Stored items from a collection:
PR #408, opened 2021-04-01
chore/jest migration

HenryNguyen5:


packages/composites/synth-index/test/integration/adapter.test.ts
```diff
@@ -0,0 +1,41 @@
...
+const makeMockConfig = () => {
+  return {
+    defaultNetwork: 'mainnet',
+    taConfig: ta.makeConfig(''),
+  }
+}
+
+describe('execute', () => {
+  const jobID = '1'
+  process.env.DATA_PROVIDER_URL = 'ignoreable'
```
justinkaseman, line 16: Only want to fill this in if it isn't provided

```suggestion
  if (!process.env.DATA_PROVIDER_URL) process.env.DATA_PROVIDER_URL = 'ignoreable'
```

packages/composites/token-allocation/test/integration/adapter.test.ts
```diff
@@ -0,0 +1,34 @@
+import { Requester } from '@chainlink/ea-bootstrap'
+import { assertError } from '@chainlink/ea-test-helpers'
+import { AdapterRequest } from '@chainlink/types'
+import { makeExecute } from '../../src/adapter'
+import { makeConfig } from '../../src/config'
+
+describe('execute', () => {
+  const jobID = '1'
+  process.env.DATA_PROVIDER_URL = 'ignoreable'
```
justinkaseman, line 9: Same - Only want to fill this in if it isn't provided

```suggestion
  if (!process.env.DATA_PROVIDER_URL) process.env.DATA_PROVIDER_URL = 'ignoreable'
```

packages/composites/synth-index/test/integration/adapter.test.ts
HenryNguyen5: We should make this a separate PR if we can, i tried to avoid actual code changes as much as possible

packages/composites/token-allocation/test/integration/adapter.test.ts
HenryNguyen5: We should make this a separate PR if we can, i tried to avoid actual code changes as much as possible

packages/composites/synth-index/test/integration/adapter.test.ts
justinkaseman: Ah yeah 100%.

justinkaseman (approved):
Without you we would still be waiting 30 minutes on each commit like cavemen. Thank you for bringing us :fire: .

PR #412, opened 2021-04-02
chore/cleanup deps 2

HenryNguyen5:
Changes
- Runs lint from root now, we can add a root script later on to support per-package linting again if needed
- Hoists all of our dev deps of `prettier`, `eslint`, `ts-node` and uses them at the top level. Reduces package.json manifest noise and improves linting performance significantly.
- Simplifies eslint config, updating to the latest standard presented by typescript-eslint, removes `standard`(opinionated) and `import`(covered by ts and yarn) configs.
- Removes dangling mocha dep
- Removes tslib harmony deps, we shouldnt need this as tslib is a dep of every package now
- Removes sinon from packages that dont use it


krebernisak (approved):
@HenryNguyen5, this looks great!

I bet the speedup is substantial, and there is no point in having duplicated setup like this with the current structure of the repo.

Going further, I'd like us to think about how can we support adapters external to this repo, as maybe it is sometimes slow to get a PR accepted to this repo from external contributors, and eventually adapters are going to spread out from this repo. I'm not sure long term we want to be in the situation where we need to vet and include every possible adapter here.

Truffle as a quick example, there is no Truffle contracts monorepo where they vet and include a bunch of smart contracts. Instead, they have a core framework (batteries included) + CLI +  boxes. You just `truffle unbox` and your scaffolding project is ready.

So if we try to build something similar, that scaffolding project(s) will need to have a different setup than adapters included in this monorepo.

```bash
npx @chainlink/ea-bootstrap create  ...
```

=== WHAT IS REQUIRED ===
State how many lines of the records above contain "there", with no words besides the number.

=== ANSWER FOR THE TASK ===
2